England’s public schools seem to be particularly philistine in this respect. Marlborough recently sold a Gainsborough, and Charterhouse its collection of antiquities. Did neither school consider that close contact with great paintings or Greek vases might be of educational benefit to the pupils, and that those who gave these things had this very purpose in mind? Then there is the diocese of Durham wanting to sell the Zurbaráns that have been in the Bishop’s Palace at Bishop Auckland for centuries. Parishioners often gave works of art to beautify churches and enhance the worship. If they had wished merely to keep the church in repair they would have given money. Yet the modern beneficiaries of such generosity try to sell these objects, if for the necessary aim of restoring the building. So St Paul’s, Brighton sold its Burne-Jones high-altar retable, and St Martin-in-the-Fields, its Rysbrack bust of its architect, James Gibbs.

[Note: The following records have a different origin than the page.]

PR #850, opened 2019-02-05
Examples of temp table for window function

### LINKED ISSUE #830: reference workarounds section needs revisiting
at http://docs.citusdata.com/en/latest/develop/reference_workarounds.html#temp-tables-the-workaround-of-last-resort

We say

> Suppose we have a table called github_events, distributed by the column user_id. Then the following window function will not work:

But `github_events` table does not have a `user_id` column. We should perhaps change the sample instead.

begriffs:
Fixes #830

### DIFF
--- a/develop/reference_workarounds.rst
+++ b/develop/reference_workarounds.rst
@@ -72,7 +72,7 @@ Temp Tables: the Workaround of Last Resort
 
 There are still a few queries that are :ref:`unsupported <unsupported>` even with the use of push-pull execution via subqueries. One of them is running window functions that partition by a non-distribution column.
 
-Suppose we have a table called :code:`github_events`, distributed by the column :code:`user_id`. Then the following window function will not work:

Currently raging is a controversy over the future of Stanbrook Abbey (Figs. 1-3), a Roman Catholic Benedictine convent. Founed in Cambrai in 1623, the community moved to Worcestershire in 1838. The glory of the place is the church, designed in 1871 by E.W. Pugin. In 2002, the Prioress, Anna Brennan, decided to sell up and move to a smaller new monastery in the North Yorkshire Moors national park. This may seem to be simply yet another magnificent church for the Victorian Society to worry about. There are only 24 nuns left, mostly elderly, and the buildings – described by James Lees-Milne as ‘exceedingly grim penitentiary architecture of 1880’ – are no longer suitable for them.
But this is no ordinary convent. Stanbrook Abbey was in the forefront of the movement to revive Gregorian chant. It has its own printing press, with a distinguished history and in which Sydney Cockerell took an interest; there is a magnificent library of 50,000 volumes and an important archive, for Stanbrook has associations with George Bernard Shaw, Siegfried Sassoon and Iris Murdoch as well as with scholarly nuns, such as the late Dame Felicitas Corrigan. All this will have to go into store and will no doubt be dispersed in due course.
Nor are the reasons for the move wholly convincing, as the economics make no sense. Stanbrook Abbey is on the market for £6 million, assuming it can be converted into housing (for which the buildings are peculiarly unsuited). Yet the new monastery in Yorkshire is to cost some £8 million. If the Prioress thinks she can raise another £2 million for this, why cannot she raise a similar amount to maintain and adapt the existing buildings, perhaps to share them with another institution, perhaps to enhance the monastery with a centre for music and liturgy, or Catholic history, or with a pilgrimage centre? What is surely required is imagination combined with respect for what has been inherited. As so often with these cases of cultural vandalism, the problem is fundamentally one not of economics but of attitude.